To begin, we calculated an average evolutionary rate \(\bar{\omega}\) for each protein to infer the optimal partitioning strategy for analyzing TM versus EM evolution. In this case, the ω in our GY94 matrix corresponded to an average ω (\(\bar{\omega}\)) over all sites. Three models of protein evolution were examined; the first considered the entire protein a single evolutionary unit (single partition model), the second partitioned the protein into two distinct regions of TM and EM residues (two-partition model), and the third model partitioned the protein into three regions of TM, intracellular, and extracellular regions (three-partition model). Models allowed each partition its own \(\bar{\omega}, \kappa ,\) and t parameters. To identify the optimal number of partitions for GPCRs, we compared model fits with the Akaike information criterion (Akaike 1974). AIC scores were calculated for each model of each gene and compared. The preferred model was the three-partition model. However, as there was no statistical difference between intracellular and extracellular \(\bar{\omega}\) values in this model, the two-partition framework was used for all subsequent analyses.
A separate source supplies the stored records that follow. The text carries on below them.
PR #20389, opened 2025-10-08
fix: prevent ethclient resource leak in InitFromConfig

hawkadrian:
Added proper cleanup for ethclient connections when initialization fails. 

Implemented Close method to properly release resources on application shutdown. 

This prevents connection leaks that could accumulate over multiple initialization attempts.


davidtaikocha:
We shouldn't close clients in `InitFromConfig`'s `defer`.

PR #20397, opened 2025-10-09
chore(protocol): slightly refactor signal service 

dantaik:
## Summary
Refactors Inbox to use `_checkpointStore` (internal immutable) and optimizes SignalServiceShasta with `require` statements for better gas efficiency.

## Key Changes

**Inbox.sol**
- `signalService` → `_checkpointStore` (internal immutable, moved to immutable section)

**SignalServiceShasta.sol**  
- Converted all if-revert to `require` with custom errors
- Inlined checkpoint retrieval logic (removed `_getCheckpoint` helper)
- Optimized `_verifySignalReceived` to use storage pointer with local `stateRoot`

**Tests**
✅ All 511 layer1 tests passing


davidtaikocha (dismissed):

packages/protocol/contracts/shared/shasta/impl/SignalServiceShasta.sol
```diff
@@ -18,7 +18,7 @@ contract SignalServiceShasta is EssentialContract, ISignalServiceShasta {
 
     /// @notice Storage-optimized checkpoint record with only persisted fields
     struct CheckpointRecord {
-        /// @notice The block hash for the end (last) block in this proposal.
+        /// @notice The block hash for he end (last) block in this proposal.
```
dantaik:
```suggestion
        /// @notice The block hash for the end (last) block in this proposal.
```

packages/protocol/contracts/shared/shasta/impl/SignalServiceShasta.sol
```diff
@@ -159,33 +160,21 @@ contract SignalServiceShasta is EssentialContract, ISignalServiceShasta {
...
-
-    /// @dev Gets a checkpoint by block number
-    /// @param _blockNumber The block number of the checkpoint
-    /// @return checkpoint The checkpoint
-    function _getCheckpoint(uint48 _blockNumber)
-        private
-        view
-        returns (Checkpoint memory checkpoint)
     {
         CheckpointRecord storage record = _checkpoints[_blockNumber];
```
dantaik:
```suggestion
        CheckpointRecord memory record = _checkpoints[_blockNumber];
```

dantaik:
@claude please review

packages/protocol/contracts/layer1/core/impl/Inbox.sol
```diff
@@ -326,7 +326,7 @@ contract Inbox is IInbox, IForcedInclusionStore, EssentialContract {
         config_ = IInbox.Config({
             codec: _codec,
             bondToken: address(_bondToken),
-            signalService: address(signalService),
+            signalService: address(_checkpointStore),
```
ggonzalez94: if we are naming it signalService on the config then it might make sense to use the same for the immutable variable? I prefer signalService since we know that will always be the case, but I'm fine if we change it in both places to checkPointStore as well, not a strong opinion

packages/protocol/contracts/shared/signal/ISignalServiceShasta.sol
```diff
@@ -55,7 +55,7 @@ interface ISignalServiceShasta is ICheckpointStore {
     /// @param _signal The signal (message) to send.
     /// @param _proof Merkle proof that the signal was persisted on the
     /// source chain. If this proof is empty, then we check if this signal has been marked as
-    /// received by TaikoL2.
+    /// received by calling proveSignalReceived.
```
ggonzalez94: nit for clarity:
```suggestion
    /// received before. This happens if someone previously called `proveSignalReceived` for the same message.
```

packages/protocol/contracts/shared/signal/ISignalServiceShasta.sol
```diff
@@ -74,7 +74,7 @@ interface ISignalServiceShasta is ICheckpointStore {
...
```
ggonzalez94: same as a above. I think this comment should specify that proof can be empty as an optimization if the signal has been marked as received before
```suggestion
    /// received before. This happens if someone previously called `proveSignalReceived` for the same message.
```

packages/protocol/contracts/shared/signal/SignalServiceShasta.sol
```diff
@@ -160,32 +161,20 @@ contract SignalServiceShasta is EssentialContract, ISignalServiceShasta {
...
-    }
-
-    // ---------------------------------------------------------------
-    // Internal Functions
-    // ---------------------------------------------------------------
-
-    /// @dev Gets a checkpoint by block number
-    /// @param _blockNumber The block number of the checkpoint
-    /// @return checkpoint The checkpoint
-    function _getCheckpoint(uint48 _blockNumber)
```
ggonzalez94: do we really save gas by inlining `_getCheckpoint` instead of reusing it? I know it is only a few lines of code, but I noticed this is a pattern we have been moving towards to inline private functions. And as far as I knew private functions shouldn't increase gas usage since they get inlined anyways(or the gas difference is probably minimal and dependent on the compiler)

ggonzalez94 (commented):
Looks good overall. Left a few comments

packages/protocol/contracts/shared/signal/SignalServiceShasta.sol
dantaik: inlining it will allow use to avoid a SLOAD in certain cases.

PR #20404, opened 2025-10-09
feat(protocol): L2 upgrade script to Shasta

YoGhurt111:


davidtaikocha (approved):

packages/protocol/script/layer2/based/UpgradeShastaL2.s.sol
```diff
@@ -0,0 +1,34 @@
...
+        vm.startBroadcast(privateKey);
+        _;
+        vm.stopBroadcast();
+    }
+
+    function run() external broadcast {
+        UUPSUpgradeable(taikoAnchor).upgradeTo(
+            address(
+                new TaikoAnchor(
+                    125e9, 125e9, signalService, pacayaForkHeight, shastaForkHeight, bondManager
```
ggonzalez94, line 29: shall we put the first two parameters as constants somewhere? also the provability bond should be higher than the liveness bond(but since this is for testnet this is not important for now).
Also the signal service has changed as well, should we include tit in this script?

ggonzalez94 (commented):
left one comment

We then implemented a REL model (Yang et al. 2000; Kosakovsky Pond and Frost 2005), again using the GY94 rate matrix, to discern an ω value for each residue across all proteins. In particular, we followed the RSA-independent model described in Meyer and Wilke (2012). To determine the optimal number of rate categories for each protein’s partition, we ran the model 25 times, allowing the number of rate categories in each of the two partitions to vary from one to five in all possible combinations. AIC scores were calculated for each model, and the model with the lowest resulting AIC score was selected as the best-fitting model for that protein.

To assign each site to a rate class, we employed an empirical Bayes approach (Nielsen and Yang 1998) to calculate the posterior probability for each site belong to each rate class. Each site’s rate was a weighted average over all rate classes by the associated posterior probability. To calculate an average evolutionary rate \(\bar{\omega}\) for each protein’s partition, we took the weighted average, by the model’s prior probabilities, of the ω values from each rate class. The standard deviation of ω values per partition was calculated using all residue ω values and the average ω value in a partition. Subsequently, we calculated the coefficient of variation for each protein’s partition by dividing each partition’s standard deviation of ω by its respective mean rate, \(\bar{\omega}.\)

Structural Analysis

RSA was calculated for residues of ten empirical and one theoretical GPCR structures obtained from the protein data bank (PBD). These PDB IDs, along with their respective gene names in parentheses, are 2rh1 (ADBR2); 3uon (CHRM2); 4daj (CHRM3); 3oe6 (CXCR4); 3pbl (DRD3); 3rze (HRH1); 4ej4 (OPRD1); 4ea3 (OPRL1); 1f88 (RHO); 3v2w (S1PR1); and theoretical structure 1kpn (OPN1SW). For each structure, we calculated the surface area for each residue using DSSP (Kabsch and Sander 1983) and normalized each value by its respective amino acid’s maximum surface area value, as determined by Tien et al. (2012).